About the author
L. Andrew Cooper thinks the smartest people like horror, fantasy, and sci-fi. Early in life, he couldn’t handle the scary stuff—he’d sneak and watch horror films and then keep his parents up all night with his nightmares. In the third grade, he finally convinced his parents to let him read grown-up horror novels: he started with Stephen King’s Firestarter, and by grade five, he was doing book reports on The Stand.

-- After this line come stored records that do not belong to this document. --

PR #219, opened 2024-03-29
DAG for Employees to TPW Hire App

Charlie-Henry:
## Associated issues
https://github.com/cityofaustin/atd-data-tech/issues/15510

## Associated repo
https://github.com/cityofaustin/atd-knack-services/

## Testing

**Steps to test:**
Feel free to run this locally. You will not break anything.

---
#### Ship list
- [ ] Code reviewed 

### DIFF
--- a/dags/atd_knack_employees_tpw_hire.py
+++ b/dags/atd_knack_employees_tpw_hire.py
@@ -106,7 +106,6 @@ with DAG(
         command=f"python ./atd-knack-services/services/records_to_postgrest.py -a {app_name_dest} -c {container_dest} {date_filter_arg}",
         environment=env_vars_t2,
         tty=True,
-        force_pull=True,
         mount_tmp_dir=False,
     )
 
@@ -118,7 +117,6 @@ with DAG(
         command=f"python ./atd-knack-services/services/records_to_knack.py -a {app_name_src} -c {container_src} --app-name-dest {app_name_dest} {date_filter_arg}",
         environment=env_vars_t3,
         tty=True,
-        force_pull=True,
         mount_tmp_dir=False,
     )
     date_filter_arg >> t1 >> t2 >> t3
--- a/dags/atd_knack_employees_tpw_hire.py
+++ b/dags/atd_knack_employees_tpw_hire.py
@@ -1,0 +1,124 @@
+# test locally with: docker compose run --rm airflow-cli dags test atd_knack_employees_tpw_hire
+
+import os
+
+from airflow.models import DAG
+from airflow.operators.docker_operator import DockerOperator
+from pendulum import datetime, duration, now
+
+from utils.onepassword import get_env_vars_task
+from utils.slack_operator import task_fail_slack_alert
+from utils.knack import get_date_filter_arg
+
+DEPLOYMENT_ENVIRONMENT = os.getenv("ENVIRONMENT", "development")
+
+DEFAULT_ARGS = {
+    "owner": "airflow",
+    "depends_on_past": False,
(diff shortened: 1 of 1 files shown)


dags/atd_knack_employees_tpw_hire.py
```diff
@@ -0,0 +1,124 @@
...
+
+    t2 = DockerOperator(
+        task_id="tpw_hire_employees_to_postgrest",
+        image=docker_image,
+        docker_conn_id="docker_default",
+        auto_remove=True,
+        command=f"python ./atd-knack-services/services/records_to_postgrest.py -a {app_name_dest} -c {container_dest} {date_filter_arg}",
+        environment=env_vars_t2,
+        tty=True,
+        force_pull=True,
```
chiaberry: do these need to be force_pull True after the first one?

chiaberry (approved):
tpw higher and higher

mddilley (approved):
I checked out the related PR and this diff, and the code looks good! I couldn't run locally on my Mac because the image on DockerHub isn't multi-architecture, but that won't stop it from running on atddata03. 🚢 🚀

frankhereford:
@mddilley wrote:

> I checked out the related PR and this diff, and the code looks good! I couldn't run locally on my Mac because the image on DockerHub isn't multi-architecture, but that won't stop it from running on atddata03. 🚢 🚀

I set it up so that it can be built locally for either arch in the last few days, but I didn't extend that work to include the workflow in the knack services repo. I did [spin off an issue](https://github.com/cityofaustin/atd-data-tech/issues/16596) to add the platform designation to the `buildx` command though, and I've added that to our next planning meeting. Thanks!

dags/atd_knack_employees_tpw_hire.py
```diff
@@ -0,0 +1,122 @@
...
+    default_args=DEFAULT_ARGS,
+    schedule_interval="30 1 * * *" if DEPLOYMENT_ENVIRONMENT == "production" else None,
+    tags=["repo:atd-knack-services", "knack", "hr-manager", "tpw-hire", "banner"],
+    catchup=False,
+) as dag:
+    docker_image = "atddocker/atd-knack-services:production"
+    app_name_src =  "hr-manager" 
+    container_src = "view_684"
+    app_name_dest = "tpw-hire"
+    container_dest = "view_148"
```
frankhereford, line 82: It feels a little like a anti-pattern to have the configuration in the orchestration configuration, but then again, here's as good as anywhere. It is where the program is kicked off from after all. I mostly wanted to flag it since it's a bit of a departure from what we've done in the past -- do you think 1PW is maybe a better place for these? I'm genuinely not sure and curious about your thoughts.

frankhereford (approved):
🚢🚢🚢🚢

dags/atd_knack_employees_tpw_hire.py
chiaberry: at lot of our knack dags follow this pattern, with the app_name and the container as vars. Its the pattern from airflow 1 too, so when the dags were brought over, they brought that pattern with them.

johnclary: yeah, i'm not sure where else to stick these generic CLI args. it would be kinda nice if we could easily look to like one big config file that has all of these across all knack services DAGs 🤷

Charlie-Henry: +1 what Chia said. If we want to start a new pattern we should probably refactor all of the knack DAGs in a separate PR. To me it doesn't feel like a 1PW thing because it's just part of the params to the command to the docker image but I don't have strong feelings either way

PR #205, opened 2024-02-01
temporarily turn off full replace for knack signals

chiaberry:
## Associated issues
https://github.com/cityofaustin/atd-data-tech/issues/15525, sorta

## Testing

turning off the full replace flag for the rest of today, since its already done a full replace and this runs every 5 min

---
#### Ship list
- [x] Code reviewed 
- [ ] Product manager approved
- [ ] Add note to 1PW secrets moved to API vault and check for duplicates

PR #221, opened 2024-04-18
Once a month dag to fully replace signals

chiaberry:
## Associated issues

https://github.com/cityofaustin/atd-data-tech/issues/15525

Our knack datasets do a full replace on the first day of the month, but the knack signals dag runs every 5 minutes. So every 5 minutes on the first of the month, we would try to do a full replace, which takes more than 5 minutes. So failures all day. 

I turned off the monthly full replace (https://github.com/cityofaustin/atd-airflow/pull/205), so this PR is to bring back a full replace once a month.

## Associated repo

This is equivalent to the [existing knack_signals dag](https://github.com/cityofaustin/atd-airflow/blob/production/dags/atd_knack_signals.py), but the run schedule is only once on the first of the month, with no date flag so its always a full replace. 

I am not even sure if we need to do full replaces once a month. The other signals dag runs every 5 minutes, trying to see how to pause that one while this one runs.....

---
#### Ship list
- [ ] Code reviewed 

### DIFF
--- a/dags/atd_knack_signals_full_replace.py
+++ b/dags/atd_knack_signals_full_replace.py
@@ -1,0 +1,112 @@
+import os
+
+from airflow.models import DAG
+from airflow.operators.docker_operator import DockerOperator
+from pendulum import datetime, duration, now
+
+from utils.onepassword import get_env_vars_task
+from utils.slack_operator import task_fail_slack_alert
+from utils.knack import get_date_filter_arg
+
+DEPLOYMENT_ENVIRONMENT = os.getenv("ENVIRONMENT", "development")
+
+DEFAULT_ARGS = {
+    "owner": "airflow",
+    "depends_on_past": False,
+    "start_date": datetime(2015, 1, 1, tz="America/Chicago"),
+    "email_on_failure": False,
+    "email_on_retry": False,
+    "retries": 0,
+    "execution_timeout": duration(minutes=15),
+    "on_failure_callback": task_fail_slack_alert,
+}
+
+REQUIRED_SECRETS = {
+    "KNACK_APP_ID": {
+        "opitem": "Knack AMD Data Tracker",
+        "opfield": f"production.appId",
+    },
+    "KNACK_API_KEY": {
+        "opitem": "Knack AMD Data Tracker",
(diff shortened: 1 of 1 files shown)


Charlie-Henry (approved):
A little curious what will happen on the 1st of May but let's see 🤞

dags/atd_knack_signals_full_replace.py
```diff
@@ -0,0 +1,112 @@
...
+        "opfield": "production.password",
+    },
+}
+
+
+with DAG(
+    dag_id=f"atd_knack_signals_full_replace",
+    description="Load a full replace of signals (view_197) records from Knack to Postgrest to AGOL and Socrata",
+    default_args=DEFAULT_ARGS,
+    schedule_interval="28 2 1 * *" if DEPLOYMENT_ENVIRONMENT == "production" else None,
```
mddilley, line 68: @chiaberry One thing that crossed my mind when you mentioned figuring out how to pause the other DAG is the [`max_active_runs` setting](https://airflow.apache.org/docs/apache-airflow/stable/_api/airflow/models/dag/index.html#airflow.models.dag.DagModel.max_active_runs) for a DAG. I'm a little weary of having multiple DAGs for different versions of the same process, and I'm wondering if there is some combination of a schedule (the complexity here might be a stretch for cron expressions but idk), branching logic or something to toggle the full replace arg, and using the max runs setting to make sure that no more than one DAG run occurs at the same time to let the full replace play out before the next run starts.

I'm know that you've put time into this already so maybe it would be a time sink, and we can always think about it more while we test this out.

johnclary: i am also wary of running multiple instances of this ETL at the same time, and agree with Mike that it would be a good idea to handle this with DAG code. 

one other wrinkle, iirc, is that the effect of a full replace is that the modified date of every record in the postgres db is going to be updated to the current date, and so every single time the DAG runs for the rest of the day it is going to process all records, because the postgres > socrata ETL queries by date, not timestamp. 

i don't know, you might want to altogether abandon running a full replace on this dataset. the current ETL is not optimized to deal with situation.

PR #1071, opened 2018-02-16
Initial wagtail setup

Pomax:
This PR is for adding the basicmost wagtail setup into our existing codebase, so we can work on moving small bits and pieces over one by one, without having the wagtail settings and files getting in the way of a clean merge into master.

There's not a lot that can go wrong here from what I can tell, but let's get everyone's eyes on this for the initial merge, while it's still small and easy to spot problems specific to wagtail, rather than any work we do around code/file transitions etc.

This PR contains some work by Alan that turns several of our "just data" models into something that wagtail understands as a snippet, adding admin UI for creating arbitrary new instances, as well as code that allows you to directly log into the wagtail cms with the same oauth2 moz creds we currently allow for mezzanine.


alanmoo:
The google auth works fine on wagtail.mofostaging.net, no need to use the review app link

network-api/networkapi/urls.py
```diff
@@ -27,6 +30,9 @@
 
 urlpatterns = list(filter(None, [
     url(r'^admin/', include(admin.site.urls)),
+    url(r'^cms/', include(wagtailadmin_urls)),
+    url(r'^documents/', include(wagtaildocs_urls)),
+    url(r'^wagtail/', include(wagtail_urls)),
```
cadecairos: Can/should we feature flag all the things that wagtail does in `urls.py` and `settings.py`? Then we can make sure we only enable it on staging and prod when we're ready to have people log in there and start porting content.

Pomax: I'm fine with that, @alanmoo ?

alanmoo: Will the migrations still be able to happen on the production database if we feature flag settings?

alanmoo: They'll run, but successfully? They require certain apps to be installed properly, don't they?

cadecairos: The migrations should be agnostic to installed apps, since they're working directly with the ORM

alanmoo: Ok, let’s do the feature flag but default to “disabled” and let it go to staging that way so we confirm.

network-api/networkapi/settings.py
```diff
@@ -94,6 +95,8 @@
 
 SITE_ID = 1
 
+ENABLE_WAGTAIL = env.ENABLE_WAGTAIL
```
alanmoo: I think this isn't quite right. When I pull this branch I get an error: `https://github.com/mozilla/foundation.mozilla.org/pull/1071AttributeError: 'Env' object has no attribute 'ENABLE_WAGTAIL'`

When his parents weren’t being kept up late by his nightmares, they worried that his fascination with horror fiction would keep him from experiencing more respectable culture. That all changed when he transitioned from his public high school in the suburbs of Atlanta, Georgia to uber-respectable Harvard University, where he studied English Literature. From there, he went on to get a Ph.D. in English from Princeton, turning his longstanding engagement with horror into a dissertation. The dissertation became the basis for his first book, Gothic Realities (2010). More recently, his obsession with horror movies turned into a book about one of his favorite directors, Dario Argento (2012). He also co-edited the textbook Monsters (2012), an attempt to infect others with the idea that scary things are worth people’s serious attention.
After living in Georgia, Massachusetts, New Jersey, and California, Andrew now lives in Louisville, Kentucky, where he teaches at the University of Louisville and chairs the board of the Louisville Film Society, the city’s premiere movie-buff institution. Burning the Middle Ground is his debut novel.